EDSA’s epic fail engendering throwback to dictatorship

February 24 2017 1:29 PM

Ryan Bocacao
Ryan Bocacao

On the 31st anniversary of the EDSA uprising, it is time to admit the bitter truth that its failed promise has laid the fertile ground for the revival of authoritarianism and a revision of history. As working class millennials—community youth and young workers—we are witness, nay victims, to the disaster of three decades of EDSA democracy.

Poverty, inequality and injustice have persisted and plagued our country since 1986. True these were a pestilence even during the Marcos dictatorship despite recent attempts to prettify the thingy called Martial law.
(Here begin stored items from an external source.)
PR #10966, opened 2024-09-27
Create temporary files and folders

### LINKED ISSUE #10841: SDL_filesystem: get temporary folder
Would it make sense to get the system-dependent temporary folder using the SDL_filesystem api?
Or do we then also need to think about the bigger picture, and provide  SDL alternatives of `mkstemp` and family?

These folder categories currently exist:
https://github.com/libsdl-org/SDL/blob/16ff7503b7baac7f92f2274d73cca944f0a97337/include/SDL3/SDL_filesystem.h#L166-L192

Semphriss:
## Description

This PR adds three new functions to create temporary files and folders:
```c
SDL_IOStream *SDL_SYS_CreateSafeTempFile(void)
char *SDL_SYS_CreateUnsafeTempFile(void)
char *SDL_SYS_CreateTempFolder(void)
```

The difference between the "safe" and "unsafe" versions of creating a temporary file is because using paths opens the door to timing attacks, including (but not only) time-of-check-to-time-of-use (TOCTOU). For any purpose requiring security, paths should not be used, but since temporary paths are sometimes needed more than security, I've included the unsafe version as well.

Currently, only Unix has an implementation.

## Existing Issue(s)
Closes #10841


slime73:
What are the cross-platform guarantees about their lifetimes (including when the app crashes rather than gracefully closes)?

Semphriss:
For the SDL API, I haven't made any guarantee, since I'm not familiar enough (yet, at least) with what guarantees are provided by other systems to decide which ones are reasonable to apply to SDL.

In the specific case of Unix:
- SDL_SYS_CreateSafeTempFile: Uses `tmpfile` under the hood, for which my man page says: "The file will be automatically deleted when it is closed or the program terminates." _tmpfile(3)_
- SDL_SYS_CreateUnsafeTempFile: Uses `mkstemp` under the hood. The man page does not say anything, but experimentation shows that on my system, the file survives termination of the parent.
- SDL_SYS_CreateTempFolder: Uses `mkdtemp` under the hood; same implications as above.

slime73:
What I've read in the past is that Windows doesn't really have safe/possible cleanup of temporary data if an app crashes, so that's what I'm worried about I guess if people start relying on it.

slime73:
> SDL_SYS_CreateUnsafeTempFile: Uses mkstemp under the hood. The man page does not say anything, but experimentation shows that on my system, the file survives termination of the parent.

Maybe it could be named to indicate that the file will be unique but not temporary? The name feels kind of misleading as-is.

include/SDL3/SDL_filesystem.h
```diff
@@ -363,6 +364,83 @@ extern SDL_DECLSPEC SDL_bool SDLCALL SDL_GetPathInfo(const char *path, SDL_PathI
  */
 extern SDL_DECLSPEC char ** SDLCALL SDL_GlobDirectory(const char *path, const char *pattern, SDL_GlobFlags flags, int *count);
 
+/* Carried over from SDL_iostream.h */
+typedef struct SDL_IOStream SDL_IOStream;
```
sezero, line 368: This causes type redefinition errors:
```
In file included from include/SDL3/SDL.h:44,
                 from test.c:1:
include/SDL3/SDL_filesystem.h:414: error: redefinition of typedef ‘SDL_IOStream’
include/SDL3/SDL_iostream.h:182: note: previous declaration of ‘SDL_IOStream’ was here
```

Suggest including the header, instead:
```diff
diff --git a/include/SDL3/SDL_filesystem.h b/include/SDL3/SDL_filesystem.h
--- a/include/SDL3/SDL_filesystem.h
+++ b/include/SDL3/SDL_filesystem.h
@@ -32,2 +32,3 @@
 #include <SDL3/SDL_error.h>
+#include <SDL3/SDL_iostream.h>
 
@@ -412,5 +413,2 @@ extern SDL_DECLSPEC char ** SDLCALL SDL_GlobDirectory(const char *path, const ch
 
-/* Carried over from SDL_iostream.h */
-typedef struct SDL_IOStream SDL_IOStream;
-
 /**
```

sezero: How is this resolved?

Semphriss: Have I forgotten to commit this before pushing? Let me double-check...

Semphriss:
```
Changes not staged for commit:
  (use "git add <file>..." to update what will be committed)
  (use "git restore <file>..." to discard changes in working directory)
	modified:   ../include/SDL3/SDL_filesystem.h
```

Must've forgotten to `git add`, my bad! It's pushed now.

Semphriss:
> Maybe it could be named to indicate that the file will be unique but not temporary? The name feels kind of misleading as-is.

I've named it "temp" because that's how systems chose to name the concept (`tmpfile`, `mkstemp`, `/tmp`, `C:\Users\Someone\AppData\Local\Temp`, `GetTempFileName`, `GetTempPath`, etc). I think it's named "temporary" as in "This file's usage will be temporary [and does not need to persist on the disk like other files]", not as in "This file's existence must be kept as temporary as possible"; the system decides when the temporary files are deleted, most often with a reboot or on user request.

slime73:
Yeah, historical naming of those lower level APIs have temp in the name - it's just pretty confusing to me as a user to have an API with the name 'temporary' that creates something which isn't temporary and requires the caller to clean it up manually. Especially when it's right next to another API with the name 'temporary' that creates something which is supposedly truly temporary. IMO SDL shouldn't be required to follow the naming of POSIX APIs here.

Semphriss:
I'm not sure how exclusively historical the naming is, given that additions as recent as 2008 are still named with "temp" without any additional note in the documentation. It's also not exclusive to POSIX; the same concept is used at least on Windows. As for SDL_CreateSafeTempFile, the files do not need to be deleted simply as a side effect of not having any path that could be passed to SDL_RemovePath. None of the mechanisms other than this one have any builtin auto-deletion-on-close, although that doesn't make them permanent either; the system is always the one that takes care of deleting the files, probably on a reboot. Additionally, all systems I could check on have a "Delete all temporary files" button.

One notable use case where temporary files would be needed without holding open file descriptors on every temporary file for their entire lifetime would be pretty much any scenario involving SDL_CreateTempFolder (which cannot have a similar lifetime bound to an open fd, and is therefore inherently "unsafe" in that sense). For example, extracting a downloaded archive file to use its contents, AppImage-style but not necessarily just for executables, would require preserving the directory trees for the contents of the archive, and should preferably not require holding up to several thousand open file handles simultaneously, which would be resource-consuming and is often subject to system-imposed restrictions (`ulimit -n`).

Another use case is temporary files that must be used by multiple processes.

I wouldn't necessarily oppose a better naming, but I'm concerned about people who already are familiar with temporary files in the current definition, and who would be confused when seeing a different naming. If the name is to be changed, I would recommend double-checking that the change is more beneficial than confusing.

Semphriss:
The Unix implementation should work across all Unix-likes, including Haiku, macOS, POSIX, and so on; how should I handle this? Should I copy-paste the code, or add another file for it?

slouken:
> The Unix implementation should work across all Unix-likes, including Haiku, macOS, POSIX, and so on; how should I handle this? Should I copy-paste the code, or add another file for it?

Like the process subsystem, you can create a windows folder and a posix folder and all the UNIX-likes can use that.

Semphriss:
I believe the implementation is pretty much done, and it would be ready for review.

Semphriss:
I don't use temporary files in C a lot so I may not be the best source, but since nobody replied, I'll answer to the best I can:

When I researched for the most secure method of creating a temporary file, I found that several documentation sources (POSIX, the [GNU manual](https://www.gnu.org/software/libc/manual/html_node/Temporary-Files.html), etc.) point to tmpfile() as being the safest way to create a temporary file. I must admit that I took its existence in a standard as evidence that it is useful in some scenarios, but I don't have a lot of personal experience with temporary files in C. Based on a quick research, it seems that the most interesting use cases is when an application has to deal with large amounts of data that wouldn't fit in memory, compatibility with filesystem-based APIs and inter-process communication (parent-to-child and inversely).

smcv:
This is related to #11887 and would help to avoid similar /tmp symlink attacks in other parts of SDL (although for #11887, the vulnerable code already has GLib and GTK dependencies, so it was just as easy to use GLib's `g_mkdtemp()` and avoid a dependency on this feature).

include/SDL3/SDL_filesystem.h
```diff
@@ -465,6 +467,80 @@ extern SDL_DECLSPEC char ** SDLCALL SDL_GlobDirectory(const char *path, const ch
...
+/**
+ * Create a temporary file, with less security considerations.
+ *
+ * Unlike SDL_CreateSafeTempFile(), this function provides a path, which can
+ * then be used like any other file on the filesystem. This has security
+ * implications; an attacker could exploit the small delay between the moment
+ * the name is generated and the moment the file is created to create the file
+ * first and give it undesirable attributes, such as giving itself full
+ * read/write access to the file, or making the file a symlink to another,
+ * sensitive file.
```
smcv, line 502: I think this function, as documented here, is too dangerous to be useful: the author of a SDL game cannot know whether their game will be run on a multi-user system where another user is attempting to carry out a symlink attack.

Instead, I would suggest modelling it on Python's `NamedTemporaryFile`, which returns (an object containing) a file handle *and* a path:

> This function operates exactly as TemporaryFile() does, except that the file is guaranteed to have a visible name in the file system (on Unix, the directory entry is not unlinked). That name can be retrieved from the name attribute of the returned file-like object.

For example a good signature might be: `SDL_IOStream *SDL_CreateNamedTempFile(char **name_out)` (and perhaps `SDL_IOStream *SDL_CreateTempFile(void)` could just be implemented as syntactic sugar for `SDL_CreateNamedTempFile(NULL)`).

https://docs.gtk.org/glib/func.mkstemp.html is another implementation of the same idea.

It would be a good idea to document what you can safely do with the temporary file by its path (read it, edit it in-place, or overwrite it), and what you cannot safely do with it (after you delete it, even if it's only for a moment, it is no longer safe to reuse that path because an attacker could have hijacked it).

include/SDL3/SDL_filesystem.h
```diff
@@ -465,6 +467,80 @@ extern SDL_DECLSPEC char ** SDLCALL SDL_GlobDirectory(const char *path, const ch
...
+ *
+ * The path string is owned by the caller and must be freed with SDL_free().
+ *
+ * \returns an absolute path to the temporary file, or NULL on error; call
+ *          SDL_GetError() for details. If a path is returned, it is encoded in
+ *          OS-specific format, and is guaranteed to finish with a path
+ *          separator.
```
smcv, line 509: Filenames don't end with a path separator?

src/filesystem/posix/SDL_posix_tmpfs.c
```diff
@@ -0,0 +1,90 @@
...
+        return NULL;
+    }
+
+    return SDL_IOFromFP(file, true);
+}
+
+char *SDL_SYS_CreateUnsafeTempFile(void)
+{
+    /* TODO: Check for possible alternatives to /tmp, like $TMP */
+    char template[] = "/tmp/tmp.XXXXXX";
```
smcv, line 45: It's conventional to try `$TMPDIR` before `/tmp`, but not usually `$TMP`.

The template can be `static const char template[]` if you're going to strdup it anyway.

src/filesystem/posix/SDL_posix_tmpfs.c
```diff
@@ -0,0 +1,90 @@
...
+
+    if (fd < 0) {
+        SDL_free(file);
+        SDL_SetError("Could not mkstemp(): %s", strerror(errno));
+        return NULL;
+    }
+
+    /* Normal usage of mkstemp() would use the file descriptor rather than the
+       path, to avoid issues. In this function, security is assumed to be
+       unimportant, so no need to worry about it. */
```
smcv, line 63: Unfortunately, on a multi-user system, security is never unimportant: even if the data you're saving is unimportant, symlink attacks like the one described in #11887 can be used to destroy unrelated data owned by the same user.

src/filesystem/posix/SDL_posix_tmpfs.c
```diff
@@ -0,0 +1,90 @@
...
+    /* See https://stackoverflow.com/questions/27680807/mkstemp-is-it-safe-to-close-descriptor-and-reopen-it-again */
```
smcv, line 64: tl;dr: "no,it is not safe".

src/filesystem/posix/SDL_posix_tmpfs.c
```diff
@@ -0,0 +1,90 @@
...
+    close(fd);
+
+    return file;
+}
+
+char *SDL_SYS_CreateTempFolder(void)
+{
+    /* TODO: Check for possible alternatives to /tmp, like $TMP */
+    char template[] = "/tmp/tmp.XXXXXX";
```
smcv, line 73: Same comments as for the function that uses `mkstemp()`

src/filesystem/windows/SDL_sysfilesystem.c
```diff
@@ -373,4 +375,101 @@ char *SDL_SYS_GetCurrentDirectory(void)
...
+    /* There exists GetTempPath2W, which is available only on Windows 11+ */
+    DWORD tmp_len = GetTempPathW(MAX_PATH, tmp_folder);
+
+    if (tmp_len == 0 || tmp_len > MAX_PATH) {
+        WIN_SetError("Couldn't get the temporary folder");
+        return NULL;
+    }
+
+    /* Note: Someone watching the temp folder could create a file with a
+       clashing name before it is re-created (TOCTOU). However, this shouldn't
```
smcv, line 393: I don't know the security implications of this on Windows. Is the temp directory per-user (good), or is it shared like `/tmp` is (bad, unless carefully mitigated)?

Someone who knows Windows' security properties should review this.

src/filesystem/windows/SDL_sysfilesystem.c
```diff
@@ -373,4 +375,101 @@ char *SDL_SYS_GetCurrentDirectory(void)
...
+
+    if (id == 0 || tmp_len > MAX_PATH) {
+        WIN_SetError("Couldn't get a temporary file");
+        return NULL;
+    }
+
+    if (!DeleteFileW(tmp_file)) {
+        WIN_SetError("Couldn't delete the file created by GetTempFileNameW");
+        return NULL;
+    }
```
smcv, line 406: If this works anything like it does on Unix, you probably shouldn't delete the file? Better to have the possibility of failing than to be subject to TOCTOU attacks.

`glib/gfileutils.c` in GLib might be a useful reference for how other people have solved this, although it can't be copied directly unless its copyright holders give permission to relicense (it's LGPL).

smcv (changes requested):

include/SDL3/SDL_filesystem.h
```diff
@@ -465,6 +467,80 @@ extern SDL_DECLSPEC char ** SDLCALL SDL_GlobDirectory(const char *path, const ch
...
+
+/**
+ * Create a temporary folder.
+ *
+ * Keep in mind any program running as the same user as your program can access
+ * the contents of the folders and the files in it. Do not perform sensitive
+ * tasks using the temporary folder. If you need one or more temporary files
+ * for sensitive purposes, use SDL_CreateSafeTempFile().
+ *
+ * The path string is owned by the caller and must be freed with SDL_free().
```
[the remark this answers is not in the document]
Semphriss: > > any program running as the same user as your program can access the contents of the folders and the files in it
> 
> This is equally true for anything that you write to the filesystem, temporary or not!

Actually, `tmpfile()` on Unix is specifically designed to help against this. The file does not actually exist on the filesystem; the file descriptor is not linked anywhere on the filesystem, and cannot even be identified by a different process. That's what SDL_CreateSafeTempFile() uses under the hood on Unix.

Hopefully, the name "Unsafe" sounds scary enough to encourage someone to at least take a look at the documentation :)

include/SDL3/SDL_filesystem.h
Semphriss: The moment paths are involved, a temporary file is no longer "safe" in at least one way, because other processes can refer to it and at least read it/write to it (I believe no environment enforce file locks? Linux provide locks, but they require voluntary implementation). I'm worried about developers thinking that the function is merely a more convenient path-based alternative to the current `SDL_CreateSafeTempFile`, rather than an insecure alternative to be used by APIs that are inherently insecure, like AppIndicator.

I would prefer to stick to the "safe"/"unsafe" naming to make sure this is properly conveyed to people who eagerly copy-paste code without reading the documentation.

include/SDL3/SDL_filesystem.h
Semphriss: Copy-pasting bug, my bad :)

src/filesystem/windows/SDL_sysfilesystem.c
Semphriss: The temporary folder path is something like `C:\Users\User\AppData\Roaming\Temp\` -- the exact path might be slightly different, but it's within the current user's home directory, so presumably they are separate for each user. I think even the system has its own temporary folder.

src/filesystem/windows/SDL_sysfilesystem.c
Semphriss: Per the [docs](https://learn.microsoft.com/en-us/windows/win32/api/fileapi/nf-fileapi-gettempfilenamew):

> Creates a name for a temporary file. If a unique file name is generated, an empty file is created and the handle to it is released; otherwise, only a file name is generated.

Deleting the file and re-opening it has two purposes:
1. Detecting if the file name really was unique and could be created. Otherwise, the file couldn't be created, likely because a different, similarly-named file already exists; therefore this name shouldn't be used.
2. For the TOCTOU issue, the problems already exists by the fact that Win32 closes the file, and that between the time Win32 closes the file and SDL re-opens it, an attacker has the time to change the file.
I've solved it by passing spacial arguments when re-creating the file: [`CREATE_NEW`](https://learn.microsoft.com/en-us/windows/win32/api/fileapi/nf-fileapi-createfilew) ensures that the file doesn't already exist before opening it.

include/SDL3/SDL_filesystem.h
smcv: > an insecure alternative to be used by APIs that are inherently insecure

What threat model do you have in mind here - what are you assuming that the attacker can and can't do? (It isn't ever really possible for a component to be "secure" in the abstract, but it can be secure against a specific threat model.)

> a temporary file is no longer "safe" in at least one way, because other processes can refer to it and at least read it/write to it

Other processes *that are running as the same user* can do that, yes; but in the typical Unix security model, there is already no security boundary between processes that are running as the same user. They can ptrace() or kill() each other; they are reading and trusting the same configuration files in $HOME and state in $XDG_RUNTIME_DIR; IPC services like X11, Wayland and D-Bus treat them as essentially equivalent; and so on. The threat model that Unix is/was designed for is that you trust yourself and root, but other users are assumed to be hostile.

Other users can be prevented from reading and writing files by setting appropriate permissions on those files, so if your threat model is that the attacker is running code as a different user ID, "all" we need to do is to avoid time-of-check/time-of-use attacks. Once the file is in place and has our desired permissions, other users can't mess with it - unless we delete it, in which case we no longer "own" that path and all bets are off.

If you have a different threat model in mind, then please describe it, and we should evaluate these APIs against that threat model as well, but it's entirely possible that the answer will be: if that is your threat model, then you have already lost, because the OS was not designed for it.

src/filesystem/windows/SDL_sysfilesystem.c
smcv: If filesystem permissions prevent a (non-privileged) user from accessing a different user's temp - e.g. `C:\Users\Alice\AppData\Roaming\Temp` is inaccessible by Bob - then it isn't necessary to be as paranoid as when dealing with Unix `/tmp`.

include/SDL3/SDL_filesystem.h
smcv: > I believe no environment enforce file locks? Linux provide locks, but they require voluntary implementation

Yes, mandatory locking isn't implemented on Unix, and the advisory locking that does exist is a data-integrity mechanism rather than a security mechanism (it doesn't prevent an adversary from attacking you, all it does is to let two cooperating processes agree on how to avoid data loss).

Semphriss: > [...] in the typical Unix security model, there is already no security boundary between processes that are running as the same user.

Actually, on Linux at least, there are some kernel settings that can provide better protection. For example, the [YAMA](https://www.kernel.org/doc/html/latest/admin-guide/LSM/Yama.html) module provides `/proc/sys/kernel/yama/ptrace_scope`, which allows different levels of restrictions on which process can ptrace which other. It provides 4 levels of security (0 = any process with the same uid, 1 = only parent processes, 2 = only processes with `CAP_SYS_PTRACE`, 3 = deactivated entirely). On my Ubuntu 24.04, it defaults to a value of 1.

The linked documentation states, towards the beginning, some of the issues with processes having the ability to read the memory of other processes with the same uid. That's the threat I'd like to avoid: leaking potentially sensitive information to other processes. `ptrace` seems to be mitigated to a certain degree on modern systems, and `kill` wouldn't leak information from temporary files created with `tmpfile()`, which deletes on close. Other possible attacks have their own mitigation, though all those I can think of is within the control of the OS, the environment, the app developer, the end user, or an entity other than SDL.

I understand SDL can't change how operating systems work, but operating systems may provide settings to adjust how they work. However, they can't reasonably provide settings to change how SDL works, so if we choose to ignore the problem and leave the issue there, there isn't much that developers and end users can do about it, short of patching SDL manually. I'd rather have SDL not be the cause of the issue, even if some OSes will hold some issues out of SDL's control.

src/filesystem/posix/SDL_posix_tmpfs.c
Semphriss: I've called the function "unsafe" to convey that :) This function is meant for interoperability with software that require a path and accept nothing else, for example AppIndicator.

Normally, the symlink attack is mitigated within the function by `mkstemp` and outside the function by the developers being careful with their code - surely the temp path isn't the only place where an arbitrary filename can be written to. If it can be relevant, I can write that in the documentation.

The infamous infrastructure projects of Marcos which keep popping up on social media were no more than just opportunities to rob the people while pushing generations of Filipinos deep into debt.

The plunder of the national treasury and the systematic human rights violations by the state still have no parallel during the post-EDSA regimes. Abuse of power is necessarily worse under a dictatorial regime which does not have to bother with the niceties of due process, civil liberties, press freedom or a political opposition.

All those political—and social, we should not forget—contradictions during the 14 years of the Marcos dictatorship finally exploded in that historic event called the “people power uprising.”

While the yearning for democracy was central to EDSA, the cause of social justice—the demand of workers for rights, of peasants for land, of students for reform, among others—was no less a key impetus.

Yet under the leadership of the Dilawan, to be exact the elite faction opposed to the Marcos dictatorship, the democracy built after EDSA was only a caricature.

The EDSA democracy is a skeleton without flesh. The formality is there but the substance is lacking. Elections are a farce. Instead of an exercise in democracy, it is a rigodon for dynasties and warlords.

Regime after regime played deaf to the cry for social justice as globalization dictated by the IMF and WTO was embraced. Cheap labor was used as come on for foreign investors. Farmers buckled under the onslaught of cheap imports. Social services suffered as the national budget was decimated by debt outlays, a big part of which was to pay loans taken out by Marcos. With a bleak future in the country, millions of Filipinos migrated despite all the sacrifices and difficulties.

To those living in the purgatory of the EDSA democracy, the hell of martial law is little comfort. No surprise then that purveyors of fake news, creative imagination and alternative facts are having a field day. EDSA’s epic fail created a vacuum that is being filled by an authoritarian throwback.

Cory Aquino made agrarian reform a centerpiece program but almost three decades hence, Hacienda Luisita remains controversial and the most fertile lands in Negros and Mindanao are still in the hands of capitalist landlords and multinational companies. Since EDSA’s let-down is plain to see, memes of a Marcos golden age look like fact rather than fiction.

Is a return to the past the answer to the misery of the present? We say no, as young Filipinos who wish the best for our country. Is it time to move on instead of celebrate EDSA as the Duterte administration say? We say no, for we believe the real alternative is to level up EDSA.

People power is hollow without democratizing power. Only a decisive resolution to the demands of workers for decent jobs, of farmers to control of land, of the poor for social protection and of the people for national sovereignty will rid the country of the plaque of destitution and inequity. Empowering the people—providing economic security to the masses and also their participation in policy decisions—will pull the rug from underneath historical revisionists and wannabee dictators.

Ryan Bocacao is a spokesperson of Partido Manggagawa-Kabataan (PM-Kabataan). and an education student at the University of Caloocan City.

The findings, interpretations and conclusions expressed in this article are those of the author and do not necessarily reflect the views of NewsCentral.PH.